Non-Custodial Bitcoin Exchange, Hodl Hodl, Launches Lending Service Without KYC
Hodl Hodl, a non-custodial Bitcoin exchange, is launching a KYC-free lending product for its customers. The exchange claims that its lending product would be the first truly decentralized finance (DeFi) product.
The exchange would start lending USDC, PAX, USDT, and DAI stablecoins via peer-to-peer lending. The users would be required to put their bitcoin up as collateral to access the stablecoins and the collateral period ranges from one day to a full year. Apart from offering the flexible collateralization period, the platform does not ask for any form of KYC details to access their services.
Crypto Lending Services On the Rise Since 2018
In the past couple of years, crypto lending services have seen a significant boom, especially after the rise of venture-backed firms such as BlockFi and Genesis Capital. Genesis currently boasts of $1.4 billion in outstanding loans, while BlockFi currently has $1.75 billion worth of assets under its management.
Hodl Hodl CEO Max Keidun commented on the idea behind launching a KYC-free lending service and said,
“Hodl Hodl is trying to build true P2P lending in bitcoin. Almost all (if not all) existing lending platforms are centralized, require KYC, don’t allow you to play by your own rules.”
Another thing that Hodl Hodl is actively highlighting is that it would not be the custodian of the assets put in collateral. Instead, borrowers would lock their bitcoin's in two-out-of-three multisig escrows. The borrowers can get back their collateralized bitcoin by repaying the stablecoins with interest.

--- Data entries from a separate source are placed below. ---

PR #839, opened 2024-05-07
SNOW-1369271 Ignore SFException when closing a channel

sfc-gh-lshcharbaty:
# Overview

SNOW-1369271
[StreamingIngestChannel can throw an SFException](https://github.com/snowflakedb/snowflake-ingest-java/blob/master/src/main/java/net/snowflake/ingest/streaming/internal/SnowflakeStreamingIngestChannelInternal.java#L285) when calling close. That causes connector tasks to be stopped. 

Ignoring `SFException` when channels are invalid remediates this issue. 

## Pre-review checklist
- [ ] Snowpipe Changes
    - [x] `No` - Straightforward change.

## Urgency
This review is **high** priority

### DIFF
--- a/src/main/java/com/snowflake/kafka/connector/internal/streaming/TopicPartitionChannel.java
+++ b/src/main/java/com/snowflake/kafka/connector/internal/streaming/TopicPartitionChannel.java
@@ -1082,7 +1082,7 @@ public class TopicPartitionChannel {
       // telemetry and metrics
       this.telemetryServiceV2.reportKafkaPartitionUsage(this.snowflakeTelemetryChannelStatus, true);
       this.snowflakeTelemetryChannelStatus.tryUnregisterChannelJMXMetrics();
-    } catch (InterruptedException | ExecutionException e) {
+    } catch (InterruptedException | ExecutionException | SFException e) {
       final String errMsg =
           String.format(
               "Failure closing Streaming Channel name:%s msg:%s",
--- a/src/main/java/com/snowflake/kafka/connector/internal/streaming/TopicPartitionChannel.java
+++ b/src/main/java/com/snowflake/kafka/connector/internal/streaming/TopicPartitionChannel.java
@@ -36,6 +36,7 @@ import dev.failsafe.function.CheckedSupplier;
 import java.io.ByteArrayOutputStream;
 import java.io.ObjectOutputStream;
 import java.util.ArrayList;
+import java.util.Arrays;
 import java.util.List;
 import java.util.Map;
 import java.util.concurrent.ExecutionException;
@@ -1088,7 +1089,12 @@ public class TopicPartitionChannel {
               "Failure closing Streaming Channel name:%s msg:%s",
               this.getChannelNameFormatV1(), e.getMessage());
       this.telemetryServiceV2.reportKafkaConnectFatalError(errMsg);
-      LOGGER.error(errMsg, e);
+      LOGGER.error(
+          "Closing Streaming Channel={} encountered an exception {}: {} {}",
+          this.getChannelNameFormatV1(),
+          e.getClass(),
+          e.getMessage(),
+          Arrays.toString(e.getStackTrace()));
     }
   }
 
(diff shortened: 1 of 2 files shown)


sfc-gh-wtrefon (approved):

sfc-gh-mbobowski (approved):

src/test/java/com/snowflake/kafka/connector/internal/streaming/TopicPartitionChannelTest.java
```diff
@@ -251,6 +251,71 @@ public void testCloseChannelException() throws Exception {
...
+            mockKafkaRecordErrorReporter,
+            mockSinkTaskContext,
+            mockSnowflakeConnectionService,
+            new RecordService(),
+            mockTelemetryService,
+            false,
+            null);
+
+    // when
+    topicPartitionChannel.closeChannel();
```
sfc-gh-mbobowski, line 281: Adding `Assertions.assertDoesNotThrow` would make the reason of this test more explicit.

src/main/java/com/snowflake/kafka/connector/internal/streaming/TopicPartitionChannel.java
```diff
@@ -1082,7 +1082,7 @@ public void closeChannel() {
       // telemetry and metrics
       this.telemetryServiceV2.reportKafkaPartitionUsage(this.snowflakeTelemetryChannelStatus, true);
       this.snowflakeTelemetryChannelStatus.tryUnregisterChannelJMXMetrics();
-    } catch (InterruptedException | ExecutionException e) {
+    } catch (InterruptedException | ExecutionException | SFException e) {
       final String errMsg =
```
sfc-gh-japatel, line 1086: can you also add stacktrace here in logger.

sfc-gh-japatel (approved):
thank you! lgtm barring a minor comment

sfc-gh-japatel:
For future records, please add in description why catching the exception is fine.

src/main/java/com/snowflake/kafka/connector/internal/streaming/TopicPartitionChannel.java
```diff
@@ -1082,7 +1082,7 @@ public void closeChannel() {
       // telemetry and metrics
       this.telemetryServiceV2.reportKafkaPartitionUsage(this.snowflakeTelemetryChannelStatus, true);
       this.snowflakeTelemetryChannelStatus.tryUnregisterChannelJMXMetrics();
-    } catch (InterruptedException | ExecutionException e) {
+    } catch (InterruptedException | ExecutionException | SFException e) {
```
sfc-gh-tzhang, line 1085: Almost all the exceptions from the SDK will be a SFException, it's not ideal, but should we check the specific error code?

sfc-gh-tzhang: Ideally we should add a closeWithoutVerification function in the SDK and use that instead

sfc-gh-tzhang (approved):
lgtm, left a suggestion, thanks

src/main/java/com/snowflake/kafka/connector/internal/streaming/TopicPartitionChannel.java
sfc-gh-lshcharbaty: After a discussion with @sfc-gh-japatel we've decided to catch all `SFException`s, as no matter what the problem is, we don't want to fail a connector task because of a channel.

sfc-gh-tzhang: In general, it's an anti-pattern to catch all exceptions. This would just masks other unexpected exceptions and it's always better to fail faster IMO.

sfc-gh-japatel: I agree this is catch all exception but this is catch all only for closeChannel right? I think idea is to not have any failure when there is a shutdown since the channels are being opened in task open API anyways.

Stefan Jespers, a Belgium-based bitcoin advocate, commented on the growing trend of lending services in decentralized space and said,
“If you have some stablecoins laying around that you aren’t using, it’s a nice way to make some extra money with it. And you know beforehand what the interest rate will be.
With most other products on the market, those rates can change frequently; here, it’s locked for the entire duration.”